In the article "An Image Interpolation Scheme for Repetitive Structures" Luong, Ledda and Philips propose the following approach to denoising digital image.
They consider that regularized total variation minimization problem $$\hat I(x)=\arg\min_{I(x)}[f(\nabla I(x))+\lambda\cdot g(H*I(x)-I_0(x))] \tag{3}$$ can be transformed to the partial differential equation: $$\frac{\partial I(x, t)}{\partial t}=f_{I}' (\nabla I(x, t))+\lambda \cdot g_{I}'(H*I(x, t)-I(x, 0))) \tag{4}$$ I can't find foundation of such transformation and I can't agree with the equivalence of these two problems.
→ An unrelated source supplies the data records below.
PR #67965, opened 2023-08-31
Add splash screen to Object Creator

snipercup:
#### Summary
Features "Add spash screen to Object Creator"

#### Purpose of change
Show to the user that the application is loading. Before this change nothing would show up until the application is fully loaded.

#### Describe the solution
It's a grey rectangle with black text in it that says 'Initializing Object Creator' and it is visible while the application is starting. There is a second splash screen that shows when the main window is showing. It disappears when the application is loaded. It's not much but it's better then nothing.
Removing 1 of the splashscreens will mean that the user sees nothing instead of that splash screen. The two splash screens cannot overlap that is why we need both of them.

Also, as part of the troubleshooting I changed the declaration of the itemgroup window and the spell window to be in line with the mod selection window. 

Show a image splash screen instead of a plain text one. I even had an image ready:
image

The problem is that I don't know where to put it on the filesystem. The /object_creator/ folder is not there in the release version of the game. All the other folders do not seem an appropriate place to put it.

Another alternative is a loading bar or at least a % completed, but I lost the tutorial for it. 

#### Testing
On both Windows and Linux:
- Start the object_creator
- See splash screen:
image

- See the second splash screen before the main menu loads:
image


ashGlaw:
What is Object Creator?

snipercup:
It's a tool you can use instead of a text editor to modify JSON files. You can see what it looks like in #67955

snipercup:
It doesn't quite work as well on Linux (ubuntu). I made some changes and now it shows the splash screen briefly but hardly long enough. This will need some more work.

GuardianDll:
The actual big problem of object creator is that people, who can use it, unable to obtain one because it required to be compiled
and people who can compile it don't need to use it already

snipercup:
> The actual big problem of object creator is that people, who can use it, unable to obtain one because it required to be compiled and people who can compile it don't need to use it already

I agree and that should change. I have some thoughts on this. Do you mind if we take the discussion to Discord? My DM's are open.

snipercup:
Now the .sln build fails because I imported unistd. I will have to find a fix for that now. Do not merge (I removed the draft status too soon)

snipercup:
Thanks for re-running the test. I checked it and it fails on something related to eternal_season. That has nothing to do with this PR. I consider this PR finished, feel free to merge.

snipercup:
Thank you for merging. In the future if someone looks back on this and wants to improve it, we can:
- Increase the font size and colors of the text. We'd need to go pack to a painter like in one of the early commits of this pr (easiest)
- Find a way to ship an image with the object creator itself so we can show that image instead
- Add a loading % to the splash screen. The trouble here is that it's hard to tell what the progress is if you're waiting for one big function to finish
- Get rid of the splashscreen by instantly showing the main window and then indicate that the components in the window are loading but this would be very difficult.

PR #67982, opened 2023-09-01
[DinoMod] more interesting behavior part 2

LyleSY:
#### Summary
Mods "[DinoMod] use EAT_CARRION"

#### Purpose of change

Make dinosaurs seem more alive and realistic and interesting

#### Describe the solution

Applies new EATS_CARRION special attack from #66294 and the EATS flag and new stomach_size entry to all except the tiniest meat eating dinos. Adds to pterosaurus and mosasaurus also.

N/A

#### Testing

Game loads no errors. Monsters spawn and behave as expected. Predators continue to murder as long as they can murder, only stopping to eat when all possible targets are gone. Not ideal for monsters attacking to eat, but definitely better.

Screenshot 2023-09-03 at 8 37 24 PM

#### Additional context

N/A


LyleSY:
@fairyarmadillo I didn't see stomach_size values documented so the values are a best guess based on monster weight. Am I in the right ballpark?

fairyarmadillo:
> @fairyarmadillo I didn't see stomach_size values documented so the values are a best guess based on monster weight. Am I in the right ballpark?

Correct. Presently.they and the amount tbe monsters are actually consuming is totally arbitrary.

PR #66532, opened 2023-06-29
More cars!

randomtyper:
#### Summary
Content "Adds new cars, big and small"

#### Purpose of change

Expanding the variety of cars in game. Generic cars that are currently in game are almost exclusively station wagons with changed bells and whistles and small trunks.

#### Describe the solution

Car parts changes:
- [x] Add sedan trunk;
- [x] Increase the size of station wagon (walk-through) trunk;
- [x] Increase storage size of hatchback hatch.

Rename old car into station wagon.

Add more cars!

- [x] Generic sedans (diesel, gas, engine variations);
- [x] Microcars (like Smart, variations: gas, hybrid, electric);
- [x] Generic coupes (diesel, gas, v8 muscle cars, v12 sport cars, v6 sport cars);
- [x] Supercompacts (gas (?), hybrid, electric, tandems, wheel amount variations);
- [x] Town cars (5-tile wide sedan monstrosities, v6-v8);
- [x] Shooting brakes (sporty coupe station wagons);
- [x] Trunk-forward sportcars;
- [x] Three-wheeled motorbikes (like those made by Can-Am).

- [ ] Addition of all those new cars into spawngroups and into spawns.

#### Describe alternatives you've considered

Living with the utter lack of variety among the in-game cars despite the amount of RL car types and subtypes.

#### Testing

None for now.

#### Additional context

Sedan trunk sizes:
https://www.edmunds.com/sedan/before-buy.html#:~:text=Subcompacts%20offer%2010%2D12%20cubic,large%20sedans%20offer%2017%2D21.

Station wagon trunk sizes (about 600 L):
https://www.autoexpress.co.uk/ford/focus/estate/practicality
https://www.autoexpress.co.uk/volkswagen/golf/estate

Hatchback trunk sizes (about 400 L, and those are medium ones, can reach into 500s):
https://www.whichcar.com.au/car-advice/boot-sizes-of-best-selling-hatchbacks
https://www.carbase.co.uk/news-and-features/used-car-buying-guide/best-family-hatchbacks-with-big-boots/

PR #67986, opened 2023-09-02
More cars strikes back

GuardianDll:
#### Summary
Content "Added more vehicles into the game"
#### Purpose of change
Picking up #66532, because author do not respond, and i don't like to left it abandoned
Closes #66532 (sorry, mate, i just like this PR a lot!)
#### Describe the solution
all same as previous PR, but worse:
vehicle groups was simplified - author tried to use nested vehicle groups, which doesn't exist as a feature; now all groups just got straight added new cars
removed solar version of new cars - right now amount of cars that has solar roof is not that big to represent it in any meaningful way
Author come back, fix it's own PR for themselves, everybody happy
#### Testing
Surprisingly good, everything works as intended


turco-ai:
Couldn't rare cars be put in the car showroom as a rare spawn? Seems like the perfect place for them, instead of being removed.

Moreover the researchers believe appropriate to take $f(\cdot)=||\cdot||_{L^2}$ (or maybe $||\cdot||_{L^1}$) and $g(\cdot)=||\cdot||_{L^1}$. And I can't understand how they're going to find corresponding derivatives in such case.
Could you help me understand these considerations?
First, this is an engineering paper, not a math paper. One shouldn't expect rigorous math from engineers.
Second, I don't think they take $f(\cdot)=\|\cdot\|_{L^2}$. They use "the total variation (TV): $\rho_R(I(x, t)) = |\nabla I(x, t)|$". Which is basically the $L^1$ norm of the gradient.
Third, what they really mean by
is that they are going to run gradient descent in search for minimizer. In their words, "the pde of equation 4 is iteratively applied to update the blurred and noisy image in the restoration process." The right hand side of (4) should have a minus sign, otherwise it looks like they are going for maximum instead of minimum.
As for how they are going to take the derivative of non-differentiable functions - in the actual computation it's a finite difference of some sort.